**YOUR TASK**.
Reproduce the records starting at the line that contains "## Reference" and running to the last line, exactly and in full.

**DATA SUPPLIED**.
----

PR #700, opened 2026-09-17
Polish managed configure output

rohita5l:
## Summary
- use `UG_WORKSPACE` as the fallback for `ug configure` while preserving explicit option precedence
- simplify managed configuration and launch output for a cleaner CLI experience
- keep budget-only managed configs on the normal agent-selection path
- replace Claude web-search discovery text with a generic preparation spinner

## Testing
- `uv run pytest tests/test_cli.py -q` (324 passed)
- `uv run ruff check src/ucode/cli.py tests/test_cli.py`
- `uv run ruff format --check src/ucode/cli.py tests/test_cli.py`
- `git diff --check`


src/ucode/cli.py
```diff
@@ -584,7 +556,7 @@ def configure_shared_state(
         # search (claude only) still needs one Responses-capable model, so fetch
         # just that with a single call.
         if want_claude:
-            with spinner("Fetching web search model..."):
+            with spinner("Preparing Claude Code..."):
                 ws_models, _ = discover_codex_models(workspace, token)
```
rohita5l, line 568: didnt want to say fetching web search model

src/ucode/cli.py
```diff
@@ -584,7 +564,7 @@ def configure_shared_state(
...
```
lilly-luo: why are we preparing cc but discovering codex models....

lilly-luo (approved):

src/ucode/cli.py
```diff
@@ -810,10 +790,13 @@ def configure_workspace_command(
     # A published managed config means the admin dictates the setup: apply it to every enabled agent
     # now rather than prompting the developer to pick.
     managed, _ = refresh_managed_config(state)
-    if managed is not None:
-        _announce_managed_config(managed)
-        for tool_name in managed_enabled_tools(managed):
+    managed_tools = managed_enabled_tools(managed) if managed is not None else []
```
david-siqi-liu, line 793: we should really rename `tool` to `agent`. IMO `tool` is super confusing

src/ucode/cli.py
```diff
@@ -2357,8 +2344,6 @@ def _launch_tool(
             ctx.args = ["--model", relayed_forward_model, *ctx.args]
             forwarded_model = relayed_forward_model
         print_section(_launch_title(tool))
-        if managed is not None:
```
david-siqi-liu, line 2360: why don't we want to print this?

rohita5l: its too verbose

src/ucode/cli.py
rohita5l: makes sense but this doesnt affect end cli output which im trying to clean up in the pr

PR #694, opened 2026-09-16
Derive UG_ENABLE_MODEL_DISCOVERY from managed MPS

andy-xu-db:
## Stack
- **#694 Shared policy**
  - #701 Claude
    - #702 Codex

## Summary
- Set `UG_ENABLE_MODEL_DISCOVERY=1` for the selected agent's managed MPS.
- Set it to `0` otherwise.
- Reject source flags when managed MPS owns routing.
- Scope the variable to the child launch.
- Add no managed-config field.

## Reference
- Follows #668's per-agent managed-policy and launch-scoped environment pattern.
- Reuses `models.model_provider_service`.

## Test
- 444 focused tests passed.
- Ruff and format checks passed.

Testing using this workspace config:
Screenshot 2026-09-17 at 10 42 08 AM

PR #701, opened 2026-09-17
Enable managed model discovery in Claude

andy-xu-db:
## Stack
- #694 Shared policy
  - **#701 Claude**
    - #702 Codex

## Summary
- Map managed discovery to Claude's launch-scoped gateway variable.
- Replace built-in `/model` rows with explicit MPS targets from the existing provider lookup.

----

**EXERCISE RESULT**.
## Reference
- Follows #668's per-agent managed-policy and launch-scoped environment pattern.
- Reuses `models.model_provider_service`.

## Test
- 444 focused tests passed.
- Ruff and format checks passed.

Testing using this workspace config:
Screenshot 2026-09-17 at 10 42 08 AM

PR #701, opened 2026-09-17
Enable managed model discovery in Claude

andy-xu-db:
## Stack
- #694 Shared policy
  - **#701 Claude**
    - #702 Codex

## Summary
- Map managed discovery to Claude's launch-scoped gateway variable.
- Replace built-in `/model` rows with explicit MPS targets from the existing provider lookup.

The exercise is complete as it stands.